The problem »
After finding the line containing "I think we should" below, please output that line and each following one through the line containing "STATUS=$(curl --max-time 4", exactly as written.

....

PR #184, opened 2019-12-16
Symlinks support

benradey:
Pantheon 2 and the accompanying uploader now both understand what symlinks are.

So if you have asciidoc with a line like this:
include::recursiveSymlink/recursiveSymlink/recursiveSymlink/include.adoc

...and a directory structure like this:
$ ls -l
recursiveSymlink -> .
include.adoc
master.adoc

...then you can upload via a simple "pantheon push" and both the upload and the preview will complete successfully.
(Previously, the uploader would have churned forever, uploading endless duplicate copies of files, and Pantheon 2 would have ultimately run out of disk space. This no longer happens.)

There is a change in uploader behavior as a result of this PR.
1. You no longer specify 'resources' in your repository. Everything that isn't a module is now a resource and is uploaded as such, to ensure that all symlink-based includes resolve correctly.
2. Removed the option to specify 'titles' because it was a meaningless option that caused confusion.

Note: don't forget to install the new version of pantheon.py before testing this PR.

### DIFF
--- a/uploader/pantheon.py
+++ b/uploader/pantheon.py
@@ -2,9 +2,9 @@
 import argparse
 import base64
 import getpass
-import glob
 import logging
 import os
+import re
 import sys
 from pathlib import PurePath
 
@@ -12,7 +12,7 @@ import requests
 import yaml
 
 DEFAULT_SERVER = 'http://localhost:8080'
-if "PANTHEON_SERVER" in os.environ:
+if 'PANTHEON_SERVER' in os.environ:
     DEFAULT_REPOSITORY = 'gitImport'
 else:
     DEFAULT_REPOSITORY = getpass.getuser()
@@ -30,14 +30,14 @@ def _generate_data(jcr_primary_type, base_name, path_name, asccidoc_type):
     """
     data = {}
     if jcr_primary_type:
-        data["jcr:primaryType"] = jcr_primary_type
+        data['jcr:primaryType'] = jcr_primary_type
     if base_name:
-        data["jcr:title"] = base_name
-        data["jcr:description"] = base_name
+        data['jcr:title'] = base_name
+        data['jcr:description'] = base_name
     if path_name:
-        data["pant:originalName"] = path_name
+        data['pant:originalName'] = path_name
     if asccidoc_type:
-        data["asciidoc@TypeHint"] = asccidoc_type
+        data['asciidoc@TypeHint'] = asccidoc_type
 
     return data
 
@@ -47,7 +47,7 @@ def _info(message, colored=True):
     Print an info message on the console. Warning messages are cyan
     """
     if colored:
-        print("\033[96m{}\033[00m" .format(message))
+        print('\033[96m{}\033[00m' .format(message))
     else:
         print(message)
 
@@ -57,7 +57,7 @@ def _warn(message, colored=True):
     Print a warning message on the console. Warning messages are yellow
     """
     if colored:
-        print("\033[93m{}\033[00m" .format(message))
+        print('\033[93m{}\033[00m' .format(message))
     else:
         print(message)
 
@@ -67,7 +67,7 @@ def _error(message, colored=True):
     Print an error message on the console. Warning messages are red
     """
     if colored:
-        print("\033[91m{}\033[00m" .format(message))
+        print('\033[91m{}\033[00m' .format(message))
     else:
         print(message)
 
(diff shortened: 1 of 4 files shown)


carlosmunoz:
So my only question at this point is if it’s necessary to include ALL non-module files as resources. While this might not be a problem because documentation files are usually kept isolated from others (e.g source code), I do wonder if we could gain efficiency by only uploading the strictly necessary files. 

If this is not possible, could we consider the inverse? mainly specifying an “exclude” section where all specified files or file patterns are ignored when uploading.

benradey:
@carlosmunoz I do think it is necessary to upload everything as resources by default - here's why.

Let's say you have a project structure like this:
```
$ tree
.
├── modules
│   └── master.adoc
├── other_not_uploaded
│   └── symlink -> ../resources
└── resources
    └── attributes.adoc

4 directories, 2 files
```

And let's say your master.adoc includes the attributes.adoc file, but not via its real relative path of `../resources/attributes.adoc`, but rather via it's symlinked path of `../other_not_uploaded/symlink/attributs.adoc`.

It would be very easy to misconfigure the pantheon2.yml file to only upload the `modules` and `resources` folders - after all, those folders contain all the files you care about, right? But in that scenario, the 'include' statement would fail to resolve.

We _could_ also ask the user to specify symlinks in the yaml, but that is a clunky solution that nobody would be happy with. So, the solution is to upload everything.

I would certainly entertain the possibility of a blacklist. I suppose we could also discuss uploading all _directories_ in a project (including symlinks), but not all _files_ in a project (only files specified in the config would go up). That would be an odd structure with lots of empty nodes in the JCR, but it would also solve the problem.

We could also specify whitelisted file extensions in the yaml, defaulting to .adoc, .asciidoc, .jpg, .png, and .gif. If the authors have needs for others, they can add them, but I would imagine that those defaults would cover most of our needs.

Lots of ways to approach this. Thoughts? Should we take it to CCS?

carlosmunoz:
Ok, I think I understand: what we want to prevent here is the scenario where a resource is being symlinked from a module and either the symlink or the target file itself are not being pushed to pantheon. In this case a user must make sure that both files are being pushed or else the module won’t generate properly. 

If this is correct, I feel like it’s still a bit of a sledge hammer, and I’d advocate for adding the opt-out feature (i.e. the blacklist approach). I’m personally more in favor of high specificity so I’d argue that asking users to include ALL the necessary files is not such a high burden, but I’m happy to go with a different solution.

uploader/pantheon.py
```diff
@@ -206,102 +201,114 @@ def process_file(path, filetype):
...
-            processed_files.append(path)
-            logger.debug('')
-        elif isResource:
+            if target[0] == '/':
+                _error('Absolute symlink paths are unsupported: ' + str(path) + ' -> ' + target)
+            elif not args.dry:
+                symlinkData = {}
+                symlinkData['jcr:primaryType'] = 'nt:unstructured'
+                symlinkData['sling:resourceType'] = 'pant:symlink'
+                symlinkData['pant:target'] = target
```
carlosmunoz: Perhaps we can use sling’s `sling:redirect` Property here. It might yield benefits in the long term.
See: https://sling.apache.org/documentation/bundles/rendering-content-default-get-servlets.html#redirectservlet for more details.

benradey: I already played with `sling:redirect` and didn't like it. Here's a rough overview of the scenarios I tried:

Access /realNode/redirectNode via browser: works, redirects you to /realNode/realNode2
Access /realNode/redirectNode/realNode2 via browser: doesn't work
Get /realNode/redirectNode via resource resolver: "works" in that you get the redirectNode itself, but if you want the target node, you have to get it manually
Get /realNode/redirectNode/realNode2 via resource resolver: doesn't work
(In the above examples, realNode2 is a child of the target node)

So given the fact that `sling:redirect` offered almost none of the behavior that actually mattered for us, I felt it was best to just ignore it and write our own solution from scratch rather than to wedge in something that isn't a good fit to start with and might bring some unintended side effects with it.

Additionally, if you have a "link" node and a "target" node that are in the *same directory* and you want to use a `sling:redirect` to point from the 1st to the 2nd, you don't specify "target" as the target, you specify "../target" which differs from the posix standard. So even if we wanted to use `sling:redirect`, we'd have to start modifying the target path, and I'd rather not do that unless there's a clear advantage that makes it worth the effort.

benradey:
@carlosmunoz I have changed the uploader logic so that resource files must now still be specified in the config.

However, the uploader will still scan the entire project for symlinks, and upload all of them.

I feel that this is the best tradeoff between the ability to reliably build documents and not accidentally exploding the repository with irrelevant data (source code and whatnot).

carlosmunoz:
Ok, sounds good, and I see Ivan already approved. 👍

....

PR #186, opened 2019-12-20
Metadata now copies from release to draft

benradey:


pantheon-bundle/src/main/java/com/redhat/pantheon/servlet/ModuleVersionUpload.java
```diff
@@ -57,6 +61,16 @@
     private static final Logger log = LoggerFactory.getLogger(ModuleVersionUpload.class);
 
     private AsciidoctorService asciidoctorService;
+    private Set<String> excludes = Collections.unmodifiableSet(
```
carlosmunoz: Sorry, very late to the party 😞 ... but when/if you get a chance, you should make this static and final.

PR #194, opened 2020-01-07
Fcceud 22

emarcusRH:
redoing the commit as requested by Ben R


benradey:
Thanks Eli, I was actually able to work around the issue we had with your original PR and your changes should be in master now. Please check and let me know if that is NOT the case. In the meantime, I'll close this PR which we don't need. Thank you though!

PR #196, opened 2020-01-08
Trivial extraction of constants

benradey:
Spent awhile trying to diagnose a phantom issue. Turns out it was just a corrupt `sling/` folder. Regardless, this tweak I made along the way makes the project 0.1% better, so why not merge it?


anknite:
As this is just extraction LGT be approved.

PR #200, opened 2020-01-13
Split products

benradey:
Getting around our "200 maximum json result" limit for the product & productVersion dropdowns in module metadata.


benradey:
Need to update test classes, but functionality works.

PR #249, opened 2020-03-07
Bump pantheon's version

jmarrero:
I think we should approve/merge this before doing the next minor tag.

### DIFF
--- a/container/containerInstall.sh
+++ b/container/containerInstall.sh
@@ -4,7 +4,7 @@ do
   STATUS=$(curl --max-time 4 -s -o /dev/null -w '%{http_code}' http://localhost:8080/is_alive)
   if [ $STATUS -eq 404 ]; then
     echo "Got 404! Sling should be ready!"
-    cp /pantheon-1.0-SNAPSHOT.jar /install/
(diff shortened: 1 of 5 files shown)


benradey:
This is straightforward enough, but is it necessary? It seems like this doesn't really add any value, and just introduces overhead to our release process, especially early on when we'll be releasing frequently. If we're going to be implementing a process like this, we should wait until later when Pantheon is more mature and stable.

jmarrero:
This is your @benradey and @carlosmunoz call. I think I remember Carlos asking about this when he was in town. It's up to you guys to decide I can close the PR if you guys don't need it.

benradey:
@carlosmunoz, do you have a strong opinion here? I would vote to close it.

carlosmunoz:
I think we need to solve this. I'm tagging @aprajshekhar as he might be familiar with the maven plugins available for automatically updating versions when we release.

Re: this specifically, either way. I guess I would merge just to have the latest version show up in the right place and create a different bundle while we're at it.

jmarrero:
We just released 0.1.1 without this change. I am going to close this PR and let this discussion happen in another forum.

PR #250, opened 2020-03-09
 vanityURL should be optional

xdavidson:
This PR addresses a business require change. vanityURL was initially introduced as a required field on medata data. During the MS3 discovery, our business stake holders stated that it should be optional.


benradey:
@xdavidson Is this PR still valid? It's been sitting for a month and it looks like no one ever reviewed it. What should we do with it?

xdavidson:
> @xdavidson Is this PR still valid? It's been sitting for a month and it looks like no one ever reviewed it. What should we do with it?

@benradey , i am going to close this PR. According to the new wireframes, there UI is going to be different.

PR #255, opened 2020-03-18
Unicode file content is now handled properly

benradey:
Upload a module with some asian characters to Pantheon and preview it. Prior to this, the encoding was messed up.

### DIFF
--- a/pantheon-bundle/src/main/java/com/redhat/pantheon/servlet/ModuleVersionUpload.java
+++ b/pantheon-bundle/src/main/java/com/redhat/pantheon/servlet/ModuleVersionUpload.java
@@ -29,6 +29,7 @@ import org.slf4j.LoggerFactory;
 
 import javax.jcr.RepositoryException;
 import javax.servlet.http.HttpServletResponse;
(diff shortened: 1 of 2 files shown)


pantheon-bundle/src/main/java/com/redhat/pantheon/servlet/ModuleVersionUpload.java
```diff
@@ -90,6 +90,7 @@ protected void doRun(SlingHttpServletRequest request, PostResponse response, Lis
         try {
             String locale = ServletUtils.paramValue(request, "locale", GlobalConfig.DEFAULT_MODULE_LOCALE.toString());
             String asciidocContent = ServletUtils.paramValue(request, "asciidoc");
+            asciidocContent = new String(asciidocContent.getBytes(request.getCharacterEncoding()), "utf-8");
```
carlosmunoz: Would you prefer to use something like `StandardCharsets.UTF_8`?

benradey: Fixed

....

Answer »
I think we should approve/merge this before doing the next minor tag.

### DIFF
--- a/container/containerInstall.sh
+++ b/container/containerInstall.sh
@@ -4,7 +4,7 @@ do
   STATUS=$(curl --max-time 4 -s -o /dev/null -w '%{http_code}' http://localhost:8080/is_alive)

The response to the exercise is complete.